A Calling to Serve the Young and Unheard Waltrina always knew she would have a job making a difference, but a job without an authentic voice just wouldn’t do. She spent time working at her hometown newspaper after she graduated with her bachelor’s degree from Howard University, a historically black college in Washington, D.C. She knew the job wouldn’t last when she realized the editor had a peculiar occupation with only telling stories in favor of certain communities. “I knew then, as much as I loved journalism, I wanted to find an avenue that would allow me to tell the true story or make a difference that wasn’t controlled,” Waltrina said.

I LOOK AT MINISTRY THROUGH THE LENS OF LIBERATION THEOLOGY. YOU CAN’T DO MINISTRY ABSENT FROM SOCIAL JUSTICE.

Waltrina didn’t just learn to take stands for the good through her local church. The A.M.E. denomination is also inherently political, as its formation was a result of African Americans creating their own space for worship when they were denied spaces in all-white Methodist churches. “I look at ministry through the lens of liberation theology,” Waltrina said. “You can’t do ministry absent from social justice.” That liberation theology was enough to get Waltrina interested in seeking to liberate those beyond her South Carolina roots.
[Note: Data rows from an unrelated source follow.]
PR #219, opened 2025-02-27
Rebased version of:  Changes to enable linking with LLVM/lld #173 

kent-mcleod:
This PR is a rebased version of an older PR to enable linking with LLVM/lld: https://github.com/seL4/seL4_tools/pull/173/

The difference between the two is shown in the diff due to an earlier clean up of the riscv common linker file and changing the riscv stack allocation to take place in the linker file instead of coming from an object file:
```
diff --git a/elfloader-tool/src/linker.lds b/elfloader-tool/src/linker.lds
index c6d9338..20c06e8 100644
--- a/elfloader-tool/src/linker.lds
+++ b/elfloader-tool/src/linker.lds
@@ -4,13 +4,6 @@
  */
 
-/*
- * NOTE: For RISC-V 32-bit, having the .rodata section before the .data section causes the elfloader to
- *       freeze up. Thus, for 32-bit we move the .rodata section to after the .bss section as previously
- *       before some refactoring. The 64-bit version does not seem to be affect by this issue and uses thus
- *       uses the new layout.
- */
-
 #include <autoconf.h>
 #include <elfloader/gen_config.h>
 #include "image_start_addr.h"
@@ -29,7 +22,6 @@ SECTIONS
     {
         *(.text)
     }
-#ifdef CONFIG_ARCH_RISCV64
     . = ALIGN(16);
     .rodata :
     {
@@ -45,7 +37,6 @@ SECTIONS
         *(._archive_cpio)
         _archive_end = .;
     }
-#endif
     . = ALIGN(16);
     .data :
     {
@@ -57,34 +48,15 @@ SECTIONS
     . = ALIGN(16);
     .bss (NOLOAD) :
     {
-#ifdef CONFIG_ARCH_ARM
         . = ALIGN(0x1000);
         core_stack_alloc = .;
-        . += CONFIG_MAX_NUM_NODES * (1 << 12);
+        . = . + CONFIG_MAX_NUM_NODES * 1 << 12;
         core_stack_alloc_end = .;
-#endif
         _bss = .;
         *(.sbss*)
         *(.bss)
         *(.bss.*)
         _bss_end = .;
     }
-#ifdef CONFIG_ARCH_RISCV32
-    . = ALIGN(16);
-    .rodata :
-    {
-        *(.srodata*)
-        . = ALIGN(16);
-        *(.rodata)
-        *(.rodata.*)
-        /*
-         * ld crashes when we add this here: *(_driver_list)
-         */
-        . = ALIGN(16);
-        _archive_start = .;
-        *(._archive_cpio)
-        _archive_end = .;
-    }
-#endif
      _end = .;
 }
```


kent-mcleod:
This was tested with https://github.com/seL4/seL4/pull/1396 to show that all jobs pass successfully for sel4test and sel4bench across all platforms.

PR #222, opened 2025-03-05
elfloader,rpi4: Add smp-spin-table driver

kent-mcleod:
Very simple driver for booting multiple cores using the device tree tooling infrastructure.


lsf37 (approved):

lsf37:
(Style and gitlint are still failing)

PR #224, opened 2025-05-14
Arm: Reset CNTVOFF before switching to 32-bits

Indanz:
If no one else does, CNTVOFF will have a random value at boot, while MCS seL4 expects a low value.

This fixes the ZYNQMP106 CI failures with the zcu106 board.


Indanz:
Oh, come on:

```
# MISSING COPYRIGHT AND LICENSING INFORMATION

The following files have no licensing information:
* cmake-tool/LICENSE_BSD2.txt
* elfloader-tool/LICENSE_GPLv2.txt
```
They both have copyright info, it's just not at the very top...

Indanz:
Well, it looks like `.licenseignore` can be removed, as it seems to be ignored.

kent-mcleod:
It appears that the item is missing from the zynq32 overlay dts: https://github.com/seL4/seL4/blob/master/src/plat/zynqmp/overlay-zynqmp32.dts#L32 
It's present in the non-32 overlay.

lsf37:
> Well, it looks like `.licenseignore` can be removed, as it seems to be ignored.

Yes, that can be removed, as can be the two license text files it complain about -- they shouldn't be there in the first place (they should be in LICENSES/ which already does have a copy of both). The upgraded license checker no longer ignores license texts when they are not in the LICENSES directory, and it looks like we missed a few of those.

lsf37:
> It appears that the item is missing from the zynq32 overlay dts: https://github.com/seL4/seL4/blob/master/src/plat/zynqmp/overlay-zynqmp32.dts#L32 It's present in the non-32 overlay.

And that would explain why we are seeing this only on the 32-bit images.

Indanz:
> This is already reset for platforms that declare they have a generic timer in their device tree

Yes, for configs that have HYP enabled. Not for 32-bit running on 64-bit hardware.

My understanding is that when we run 32-bit with HYP disabled, Elfloaders executes elfloader-tool/src/arch-arm/32/crt0_64.S, which drops down into EL1 32-bit mode with EL2 disabled. At that point the generic timer code can't fix anything, as it doesn't have the rights.

I'll update the commit message to mention this.

> It appears that the item is missing from the zynq32 overlay dts

That should be added too, for 32-bit running on 32-bit hardware.  I don't know if we have any pure 32-bit HW with HYP support, that could be broken because of this missing.

Indanz:
This is needed for all platforms setting `ElfloaderArmV8LeaveAarch64`, if they don't have anything else zeroing `cntvoff`.

kent-mcleod:
> This is needed for all platforms setting `ElfloaderArmV8LeaveAarch64`, if they don't have anything else zeroing `cntvoff`. These are KernelPlatformImx8mm-evk, KernelPlatImx8mq, KernelPlatformImx8mp-evk and KernelPlatformRpi4.
> 
> Checking U-Boot code, it seems to only reset `cntvoff_el2` if it drops down from EL2 to EL1, like my patch does, or when dropping down from EL3 to EL2.

Ok, that makes sense to need to explicitly do it in the assembly that drops to EL1.

kent-mcleod (approved):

She headed to graduate school to study nonprofit management, and she would get her first tests developing reorganization efforts in New Orleans after Hurricane Katrina. Nonprofit efforts took her as far as rural China before she realized her call to help people meant a call to ministry. “I didn’t go to seminary to be ordained,” Waltrina said. “I didn’t go to seminary to be a minister. I went because I’m always in pursuit of learning and knowledge, and I wanted to learn more about these communities I was in.” It didn’t take long for Waltrina to realize recovery missions weren’t her only calling; she also had a soft spot for the youth who were often misunderstood.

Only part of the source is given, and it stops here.